New memories are laid down by the hippocampus and slowly move out into the cortex as new memories form “behind” them, gradually nudging them along. This gradual reinforcing and shoring up of encoded memories is known as “consolidation.” So the short-term-memory approach of repeating something until it’s remembered isn’t essential for making new long-term memories, but it is often crucial for making sure that a specific arrangement of information is encoded.

Say it’s a phone number. This is just a sequence of numbers that are already in the long-term memory. Why would it need to encode them again? By repeating the phone number, it flags up that this particular sequence of numbers is important and requires a dedicated memory to be retained long term. The repetition is the short-term memory equivalent of taking a bit of information, sticking on a label marked “Urgent!” then sending it to the filing team.

So, if the long-term memory remembers everything, how do we still end up forgetting things? Good question.

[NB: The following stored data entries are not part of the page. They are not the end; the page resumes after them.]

PR #431, opened 2019-07-24
Fix recursion failure when generating examples

scottydawg:
This fixes an issue documented in [Issue 9546 in the swagger-codegen repo](https://github.com/swagger-api/swagger-codegen/issues/9546). The ExampleGenerator recurses infinitely when a schema object is self-referencing. 

This fixes the issue by indexing the processed models by their schema reference, and returning existing examples when they already exist.

### DIFF
--- a/src/main/java/io/swagger/codegen/v3/generators/examples/ExampleGenerator.java
+++ b/src/main/java/io/swagger/codegen/v3/generators/examples/ExampleGenerator.java
@@ -157,7 +157,10 @@ public class ExampleGenerator {
     }
 
     private Object resolveSchemaToExample(String propertyName, String mediaType, Schema schema, Set<String> processedModels) {
-//        logger.debug("Resolving example for property {}...", schema);
+        if (processedModels.contains(schema.get$ref())) {
+            return schema.getExample();
+        }
+        processedModels.add(schema.get$ref());
         if (schema.getExample() != null) {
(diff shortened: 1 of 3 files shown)


src/main/java/io/swagger/codegen/v3/generators/examples/ExampleGenerator.java
```diff
@@ -269,10 +272,10 @@ private double randomNumber(Double min, Double max) {
     }
 
     private Object resolveModelToExample(String name, String mediaType, Schema schema, Set<String> processedModels) {
-        if (processedModels.contains(name)) {
+        if (processedModels.contains(schema.get$ref())) {
             return schema.getExample();
         }
-        processedModels.add(name);
+        processedModels.add(schema.get$ref());
```
scottydawg: These `processedModels` are passed to `resolveSchemaToExample()` at line 290.

I changed this from using the `name` because names are not guaranteed to be unique within an object tree. For example, an `id` property on the top-level schema could be redundant with an `id` in a nested object. In the case of a self-referencing or circular structure, names are certain _not_ to be unique.

HugoMario:
hello @scottydawg, thanks a lot for PR, i reviewed and it does fix the stackoverflow issue, but add another one, usually for petstore sample in aspnet generated code we use to get an example json of the schemas, however with your changes we're getting this output:

```
exampleJson = "[ null, null ]";
```
i'll try to work with your chages and improve the class in order to merge the PR, thanks!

The general consensus is that forgotten long-term memories are still technically there in the brain, barring some trauma in which they’re physically destroyed (at which point being unable to remember a friend’s birthday will not seem so important). But long-term memories have to go through three stages in order to be useful: they need to be made (encoded); they need to be effectively stored (in the hippocampus and then the cortex); and they need to be retrieved. If you can’t retrieve a memory, it’s as good as not being there at all. It’s like when you can’t find your gloves; you still have gloves, they still exist, but you have cold hands anyway.